> _Action item_
Please reproduce verbatim the lines below, from the first through the one with "## Design notes".

+++++

PR #1770, opened 2026-06-23
Add Ownable2Step base for safe two-step ownership transfer

Jim8y:
## Summary

The framework only shipped single-step `Ownable`: `SetOwner` assigns the new owner immediately, with no witness check on the incoming account. Passing a mistyped or otherwise unusable address loses contract control **irrecoverably** — the classic single-step ownership-transfer footgun that OpenZeppelin introduced `Ownable2Step` to fix.

This adds a standalone **`Ownable2Step`** base (the OpenZeppelin `Ownable2Step` analog, adapted to Neo's static-method model). Ownership changes hands only in two steps:

1. the owner proposes a pending owner via `TransferOwnership`, and
2. the transfer completes only when **that account itself** calls `AcceptOwnership` and proves control with `Runtime.CheckWitness`.

A mistyped address can never take ownership because it can never sign the acceptance.

## API

- **`TransferOwnership(newOwner)`** / **`AcceptOwnership()`** — the two-step flow. Re-proposing supersedes any in-flight pending and emits a cancellation event for the dropped candidate.
- **`CancelOwnershipTransfer()`** — owner clears an in-flight pending.
- **`RenounceOwnership()`** — the one deliberate, irreversible action; removes the owner and clears any pending so a previously-proposed account cannot seize an abandoned contract.
- **`GetOwner()` / `GetPendingOwner()`** — `[Safe]` read-only accessors.
- **`InitializeOwner(data, update)`** — call from `_deploy`; defaults to the tx sender, no-op on update.

## Design notes

- **Standalone, not extending `Ownable`** — so it does not re-expose the unsafe single-step `SetOwner` (Neo has no static-method override to hide it).
- **Storage prefixes `0xFD` (owner) / `0xFC` (pending)**, distinct from `Ownable` (`0xFF`) and `Pausable` (`0xFE`).
- **Absent pending = no transfer in flight** is the single source of truth, which collapses double-accept, accept-with-no-pending, and stale-accept-after-renounce to one null check. Storage is written **before** events on every transition.
- `[Safe]` is only on the two pure-read accessors; every state-mutating method is non-`[Safe]` and reaches `CheckWitness`.

## Testing

`Ownable2StepTest` (17 cases) covers the happy path plus every adversarial edge: transfer to self / to zero / by non-owner; accept with no pending / by the wrong account (incl. the current owner) / twice; renounce-then-stale-accept; cancel with nothing pending / by non-owner; post-renounce lockout; re-propose supersession; full event emission; and the manifest safe-flag attribution. Full framework suite green (270).

The design and this implementation were each put through an independent adversarial security review (ownership-theft, bricking, witness-bypass, storage/event ordering, stale-pending seizure) before submission.

### DIFF
--- a/src/Neo.SmartContract.Framework/Ownable2Step.cs
+++ b/src/Neo.SmartContract.Framework/Ownable2Step.cs
@@ -1,0 +1,196 @@
+// Copyright (C) 2015-2026 The Neo Project.
+//
+// Ownable2Step.cs file belongs to the neo project and is free
+// software distributed under the MIT software license, see the
+// accompanying file LICENSE in the main directory of the
+// repository or http://www.opensource.org/licenses/mit-license.php
+// for more details.
+//
+// Redistribution and use in source and binary forms with or without
+// modifications are permitted.
+
+using Neo.SmartContract.Framework.Attributes;
+using Neo.SmartContract.Framework.Services;
+using System.ComponentModel;
+
+namespace Neo.SmartContract.Framework
+{
+    /// <summary>
+    /// A base contract providing two-step ownership transfer, the OpenZeppelin
+    /// <c>Ownable2Step</c> analog for Neo.
+    /// </summary>
+    /// <remarks>
+    /// Unlike <see cref="Ownable"/>, ownership is never handed over in a single call.
+    /// <see cref="TransferOwnership"/> only records a <em>pending</em> owner; the transfer
+    /// completes only when that account itself calls <see cref="AcceptOwnership"/> and proves
+    /// control via <c>Runtime.CheckWitness</c>. This prevents the classic footgun where a
+    /// mistyped or otherwise unusable address is set as owner in one step and control is lost
+    /// forever. There is intentionally no single-step setter on this class.
+    /// <para>
+    /// <see cref="RenounceOwnership"/> is the one deliberate, irreversible action: it removes the
+    /// owner entirely (and any in-flight pending transfer). After renouncing, every owner-gated
+    /// method is permanently uncallable.
+    /// </para>
+    /// <para>
+    /// Composition note: do not gate <see cref="CancelOwnershipTransfer"/> or
+    /// <see cref="RenounceOwnership"/> behind a pause guard. Both must remain callable so that an
+    /// in-flight transfer to a compromised account can always be neutralized.
+    /// </para>
+    /// </remarks>
+    public abstract class Ownable2Step : SmartContract
+    {
+        // The current confirmed owner. Absent (null) means renounced or not yet initialized.
+        private const byte Prefix_Owner = 0xFD;
+
+        // The proposed owner awaiting acceptance. Absent (null) means no transfer is in flight.
+        private const byte Prefix_PendingOwner = 0xFC;
+
+        /// <summary>
+        /// Returns the current owner, or <see langword="null"/> if ownership has been renounced
+        /// or the contract has not been initialized.
+        /// </summary>
+        [Safe]
+        public static UInt160? GetOwner()
+        {
+            return (UInt160)Storage.Get(new[] { Prefix_Owner })!;
+        }
+
+        /// <summary>
+        /// Returns the account that has been proposed as the new owner and is awaiting its own
+        /// acceptance, or <see langword="null"/> when no transfer is in flight.
+        /// </summary>
+        [Safe]
+        public static UInt160? GetPendingOwner()
+        {
+            return (UInt160)Storage.Get(new[] { Prefix_PendingOwner })!;
+        }
+
+        protected static bool IsOwner()
+        {
+            UInt160? owner = GetOwner();
+            return owner is not null && Runtime.CheckWitness(owner);
+        }
+
+        public delegate void OnOwnershipTransferStartedDelegate(UInt160? previousOwner, UInt160? newOwner);
+
+        /// <summary>
+        /// Raised when an owner proposes a new owner. <c>newOwner</c> is the pending candidate and
+        /// is not yet the owner; the change is not effective until <see cref="AcceptOwnership"/>.
+        /// </summary>
+        [DisplayName("OwnershipTransferStarted")]
+        public static event OnOwnershipTransferStartedDelegate OnOwnershipTransferStarted = null!;
+
+        public delegate void OnOwnershipTransferredDelegate(UInt160? previousOwner, UInt160? newOwner);
+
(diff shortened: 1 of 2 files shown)


src/Neo.SmartContract.Framework/Ownable2Step.cs
```diff
@@ -0,0 +1,198 @@
...
+            UInt160? previousOwner = GetOwner();
+            ExecutionEngine.Assert(previousOwner != newOwner, "owner must change");
+
+            // A new proposal supersedes any earlier one; emit a terminal event for the dropped
+            // candidate so off-chain indexers never see a pending offer left dangling.
+            UInt160? oldPending = (UInt160)Storage.Get(new[] { Prefix_PendingOwner })!;
+            if (oldPending is not null)
+                OnOwnershipTransferCanceled(previousOwner, oldPending);
+
+            Storage.Put(new[] { Prefix_PendingOwner }, newOwner);
```
shargon: I think we have storage methods with byte prefix  without the need of create an array in all calls for the key

ajara87 (dismissed):

src/Neo.SmartContract.Framework/Ownable2Step.cs
```diff
@@ -0,0 +1,201 @@
...
+                throw new System.InvalidOperationException("No Authorization!");
+
+            ExecutionEngine.Assert(newOwner.IsValidAndNotZero, "owner must be valid");
+
+            UInt160? previousOwner = GetOwner();
+            ExecutionEngine.Assert(previousOwner != newOwner, "owner must change");
+
+            // A new proposal supersedes any earlier one; emit a terminal event for the dropped
+            // candidate so off-chain indexers never see a pending offer left dangling.
+            UInt160? oldPending = (UInt160)PendingOwnerStorage.Get(ByteString.Empty)!;
```
shargon: Must be cached the storage map when is used multiple times in the same method

Jim8y: Addressed. The storage map is now cached within the methods that use it more than once.

src/Neo.SmartContract.Framework/Ownable2Step.cs
```diff
@@ -0,0 +1,205 @@
...
+        /// <summary>
+        /// Step 1 of an ownership transfer. The current owner proposes <paramref name="newOwner"/>;
+        /// the owner does not change until that account calls <see cref="AcceptOwnership"/>.
+        /// </summary>
+        public static void TransferOwnership(UInt160 newOwner)
+        {
+            if (!IsOwner())
+                throw new System.InvalidOperationException("No Authorization!");
+
+            var pendingOwnerStorage = PendingOwnerStorage;
```
shargon: Move declaration after asserts

shargon (dismissed):

Wi1l-B0t (dismissed):

ajara87 (dismissed):

src/Neo.SmartContract.Framework/Ownable2Step.cs
```diff
@@ -0,0 +1,204 @@
...
+
+        /// <summary>
+        /// Initializes the owner. Call this from the contract's <c>_deploy</c> method.
+        /// </summary>
+        /// <remarks>
+        /// On a contract update this is a no-op and never resets the owner. Note that an in-flight
+        /// pending transfer is intentionally left untouched across an update; operators should
+        /// cancel any in-flight transfer before upgrading if the upgrade changes trust assumptions.
+        /// </remarks>
+        protected static void InitializeOwner(object? data, bool update)
```
shargon, line 198: Check It's owner if is not defined?

Jim8y: Addressed. InitializeOwner now keeps the existing owner during update, but initializes one if no owner is stored. I also added a regression test for that case.

ajara87 (dismissed):

Jim8y:
Updated with latest master. Could you please take another look?

Wi1l-B0t (dismissed):

src/Neo.SmartContract.Framework/Ownable2Step.cs
Jim8y: Could you please confirm if this works for you?

src/Neo.SmartContract.Framework/Ownable2Step.cs
```diff
@@ -0,0 +1,206 @@
...
+        /// <remarks>
+        /// On a contract update this preserves the current owner. If no owner is stored yet, it
+        /// initializes one so contracts adopting <see cref="Ownable2Step"/> during an upgrade do not
+        /// remain ownerless. Note that an in-flight pending transfer is intentionally left untouched
+        /// across an update; operators should cancel any in-flight transfer before upgrading if the
+        /// upgrade changes trust assumptions.
+        /// </remarks>
+        protected static void InitializeOwner(object? data, bool update)
+        {
+            if (update && GetOwner() is not null)
```
shargon: Update Or has owner? If owner was renounced can be used during update

Jim8y: Fixed. Update now uses a separate initialized marker, so a renounced owner stays renounced across updates while an old contract with no owner state can still initialize on first upgrade.

src/Neo.SmartContract.Framework/Ownable2Step.cs
Jim8y: This path is still preserved. On update we keep an existing owner, and only initialize when neither an owner nor the initialized marker exists.

src/Neo.SmartContract.Framework/Ownable2Step.cs
```diff
@@ -0,0 +1,221 @@
...
+        protected static void InitializeOwner(object? data, bool update)
+        {
+            if (update)
+            {
+                if (OwnerInitializedStorage.GetBoolean(ByteString.Empty))
+                    return;
+
+                if (GetOwner() is not null)
+                {
+                    OwnerInitializedStorage.Put(ByteString.Empty, true);
```
shargon: is not better a throw?

Jim8y: Agreed, updated it to abort instead of accepting inconsistent state. Added a regression test as well.

shargon (approved):

ajara87 (approved):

+++++

> _Reply_
PR #1770, opened 2026-06-23
Add Ownable2Step base for safe two-step ownership transfer

Jim8y:
## Summary

The framework only shipped single-step `Ownable`: `SetOwner` assigns the new owner immediately, with no witness check on the incoming account. Passing a mistyped or otherwise unusable address loses contract control **irrecoverably** — the classic single-step ownership-transfer footgun that OpenZeppelin introduced `Ownable2Step` to fix.

This adds a standalone **`Ownable2Step`** base (the OpenZeppelin `Ownable2Step` analog, adapted to Neo's static-method model). Ownership changes hands only in two steps:

1. the owner proposes a pending owner via `TransferOwnership`, and
2. the transfer completes only when **that account itself** calls `AcceptOwnership` and proves control with `Runtime.CheckWitness`.

A mistyped address can never take ownership because it can never sign the acceptance.

## API

- **`TransferOwnership(newOwner)`** / **`AcceptOwnership()`** — the two-step flow. Re-proposing supersedes any in-flight pending and emits a cancellation event for the dropped candidate.
- **`CancelOwnershipTransfer()`** — owner clears an in-flight pending.
- **`RenounceOwnership()`** — the one deliberate, irreversible action; removes the owner and clears any pending so a previously-proposed account cannot seize an abandoned contract.
- **`GetOwner()` / `GetPendingOwner()`** — `[Safe]` read-only accessors.
- **`InitializeOwner(data, update)`** — call from `_deploy`; defaults to the tx sender, no-op on update.

## Design notes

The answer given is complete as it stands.